Nothing but the lines below between the line holding "1. We also include" and the line holding "3. Is the default", inclusive, should appear in the answer, each set down exactly.
Start of THE INPUT
Issue #775, opened 2015-12-03
AppVeyor build tests?


vidartf:
Currently, commits are not tested on windows platform, which means every once in a while certain platform-specific issues like that in #774 slips through. AppVeyor is similar to Travis, but runs on Windows hosts, so it should pick up on these.

For a guide on setting up AppVeyor, see http://python-packaging-user-guide.readthedocs.org/en/latest/appveyor/ . We get to skip all the compiler bits, since we have no extensions that need building, but can still run testing.

PR #807, opened 2015-12-23
New: AppVeyor CI + bundle installer deployment

vidartf:
Implements #775. Also adds automated bundle installer creation for windows when a tag is committed, which is deployed as a draft release. Access for AppVeyor of course needs to be set up, and the secured key needs to be replaced. There is also some 3.4 vs 3.5 issues that will need to be resolved once we make the transition to python3 ( #769), but we can take that decision once one of the branches has been merged.


vidartf:
There's also several minor issues that I had to fix first that are separate commits here, which I will submit separately after Christmas :)

vidartf:
PS: I'm guessing it would be more appropriate to PR this to 0.8.x? If others agree, I'll resubmit.

francisco-dlp:
+1

2015-12-30 10:26 GMT+00:00 Vidar Tonaas Fauske <notifications@github.com>:

PR #808, opened 2015-12-30
New: AppVeyor CI + bundle installer deployment

vidartf:
Implements #775, resubmission of #807. Implements testing on Windows machines.

Also adds automated bundle installer creation for windows when a tag is committed, which is deployed as a draft release. Access for AppVeyor of course needs to be set up, and the secured key in `appveyor.yml` needs to be replaced. There is also some 3.4 vs 3.5 issues that will need to be resolved once we make the transition to python3 ( #769), but we can take that decision once one of the branches has been merged.

An alternative option to what is proposed here is to PR most of the bundle creation code back to [hyperspy/hyperspy-bundle](https://github.com/hyperspy/hyperspy-bundle), and then fetch that code in the deployment step.


to266:
I'm for this solution. A couple of things:

1. We also include `mayavi` package in the bundle (from [here](http://www.lfd.uci.edu/~gohlke/pythonlibs/) ).
2. I don't really like that there is no way to automatically look up latest winpython `.exe`... I'm aware it's not a problem that we can solve, just a general thing I'm not exactly happy about
3. Is the default included numpy compiled with `mkl`? I guess so, but it's worth checking.
4. As for the secure key (I should have enough access to the hyperspy repo), you can try putting this `ptV5Dkz3pSVdjD0qRDpxJgjVlddFtleZ+B+c2X1Fg67P8OX3bHWVktRmlj6hfLhM`

I've created the appveyor account and hyperspy project, however I suppose no additional settings (for build / test / etc) need to be changed, as everything should be specified in the `.yml`, right? 

Thanks for this, by the way, beat me to it - I was thinking of doing exactly this once I was back. :)

vidartf:
> I don't really like that there is no way to automatically look up latest winpython.exe

We can, but currently that points to the v.3.4 exe, so until we go to python 3 we have to keep it hard-coded.

> Is the default included numpy compiled with mkl? I guess so, but it's worth checking.

The WinPython default is MKL, as confirmed on my machine and [here](https://github.com/winpython/winpython/issues/194).

vidartf:
PS: By hard-coding URLs, we can also hard-code checksums, which I should still add.

vidartf:
> We also include mayavi package in the bundle (from here ).

The page you link to really don't want people to automatically download files from that page. Suggestions?

vidartf:
> I've created the appveyor account and hyperspy project,

Yes, I see that the PR stuff currently link to `https://ci.appveyor.com/project/to266/hyperspy/...`. Would @francisco-dlp be able to set it up for `https://ci.appveyor.com/project/hyperspy/hyperspy` in the same way as for Travis?

to266:
Is a link like [this](http://www.lfd.uci.edu/~gohlke/pythonlibs/zpx9vnfu/mayavi-4.4.3+vtk620-cp27-none-win_amd64.whl) insufficient? I guess the random bit may change from IP to IP though.. let me know if it does not work. In case it works fine, I got the link by starting to download (in chrome), then cancelling ant looking at the source, so to say.

I was hoping that the appveyor would understand what I want and create hyperspy-specific build, but I guess we'll have to wait for Francisco. I can keep the current behaviour for now, or disable it. Up to you

to266:
http://help.appveyor.com/discussions/questions/1154-appveyor-account-for-github-organizations

So @francisco-dlp will have to create an email / password to create an account (http://www.appveyor.com/docs/team-setup) specifically for hyperspy

vidartf:
> Is a link like this insufficient? 

The link works, but I'm not sure how stable it is, and the page does say "Please only download files manually as needed" and has all these javascript things. If the link needs to be updated for every release it kind of defeats the purpose of having automated deployment (or at least makes it much more complicated).

vidartf:
PS: For the long term, please consider upvoting this: http://vtk.uservoice.com/forums/31508-general/suggestions/11313462-distribute-python-binary-wheel-on-pypi

francisco-dlp:
I have set up an AppVeyor account for the HyperSpy. Do I need to do something else?

@vidartf, wouldn't it be possible/desirable to PR the changes to NSIS installer to the `hyperspy-bundle` repository? The `hyperspy-bundle` package can then be installed as any other package to create the NSIS installer.

vidartf:
@francisco-dlp : Yes, that would be possible, as I wrote in the initial post. If you'd prefer that, I'll split that code off this PR.

francisco-dlp:
I think that it is good to keep hyperspy and the NSIS installer separated, why did you think otherwise?

vidartf:
I've created a PR to hyperspy-bundle with the relevant code ( hyperspy/hyperspy-bundle#3 ). It will need to merged before this PR can be updated to use the code from that repo.

vidartf:
> I have set up an AppVeyor account for the HyperSpy. Do I need to do something else?

@francisco-dlp: Did you also add the hyperspy repository to the projects of the AppVeyor user? I cannot access https://ci.appveyor.com/project/hyperspy/hyperspy, which is where I would expect it to show up.

francisco-dlp:
@vidartf, I have now updated the account name, so now you should be able to access  https://ci.appveyor.com/project/hyperspy/hyperspy. I have also granted all developers admin permissions to the account.

vidartf:
> I have also granted all developers admin permissions to the account.

Thanks! Just a heads up for others, and note for the future, the AppVeyor docs says this:

> To switch between accounts user must first sign out. While signing in again user will be presented with a dropdown listing all accounts he/she is assigned:

vidartf:
As far as I can tell, this should be ready for review now. After passed review, I'll switch to the secure key of @to266, as that should be relevant longer than mine. I'll keep my key in place for review-process though, in case I need to run another deployment test.

For reviewing, this is the latest deployment results from this PR's branch: https://github.com/vidartf/hyperspy/releases/tag/v0.8.x%2Breview_test

I'm currently lacking access to a machine without a python installation where I also have admin rights, so that would be an ideal target for testing the installers/uninstallers.

to266:
I've just tested the 32bit version, and while the installer runs fine, `traits` and `traitsui` are not installed, hence the hyperspy does not start.
Not sure if any other packages are missing as well..

vidartf:
Yes, I noticed myself as well, and fixed in the latest commit, but I haven't redeployed yet. When I ran `pip install traitsui` on the fresh install everything worked as it should, except I had similar issues with `qtconsole` as what @thomasaarholt mentioned on gitter yesterday, so I got distracted by that.

vidartf:
@to266: Since we've set up a separate account for this, would you mind turning off the hyperspy project from your account? Currently the build status ones link to your page (to266/hyperspy).

to266:
Sorry for that, deleted

vidartf:
Everything should no be working. Latest test deployment can be found here: https://github.com/vidartf/hyperspy/releases/tag/v0.8.x%2Breview_test3.

I've installed and tested a little myself, and the only issue I could find was that trying to run `pip` from the winpython command prompt gives an error `failed to create process.` Running `easy_install pip` fixes it. The reason seems to be that the scripts in the "Scripts" folder hardcode the python path whenever they are installed (see http://stackoverflow.com/questions/17373265/pip-easy-install-failure-failed-to-create-process). A solution would be to run a script at the end of the installation to fix these, or add that as an issue for WinPython.

vidartf:
@to266 : Your `mayavi` link just redirects to main page now, so I don't think we can automate its inclusion unless their developers get with the program and start distributing binary wheels.

vidartf:
Potentially that VTK makes wheels.

vidartf:

to266:
@francisco-dlp, are you OK with this? If so, I suggest merging

vidartf:
I'll fix it up for master and submit another PR to master branch.

francisco-dlp:
Couldn't you simply merge 0.8.x into master and fix it on the way? (I'm assuming that there is little to be fixed.)

vidartf:
Possibly. I'll see how many differences there are first.

vidartf:
Pushed directly.

PR #809, opened 2015-12-30
FIX: Several minor issues

vidartf:
* Added keyword passthrough from `Model.save()` to `Signal.save()`.
 * Added `overwrite=True` for all `save()` calls in tests, to make sure tests do not hang if file exists.
 * Added some adjustments to test so they will work on Windows (mainly related to HDF5's `test_in_memory_loading`).
 * Make sure new test data files are included in `setup.py`.

### DIFF
--- a/hyperspy/model.py
+++ b/hyperspy/model.py
@@ -204,7 +204,7 @@ class BaseModel(list):
         s = self.signal
         s.models.store(self, name)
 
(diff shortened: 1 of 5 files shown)


vidartf:
Relevant PRs: #766, #779, #741, #735 and #718.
End of THE INPUT
* RESPONSE
1. We also include `mayavi` package in the bundle (from [here](http://www.lfd.uci.edu/~gohlke/pythonlibs/) ).
2. I don't really like that there is no way to automatically look up latest winpython `.exe`... I'm aware it's not a problem that we can solve, just a general thing I'm not exactly happy about
3. Is the default included numpy compiled with `mkl`? I guess so, but it's worth checking.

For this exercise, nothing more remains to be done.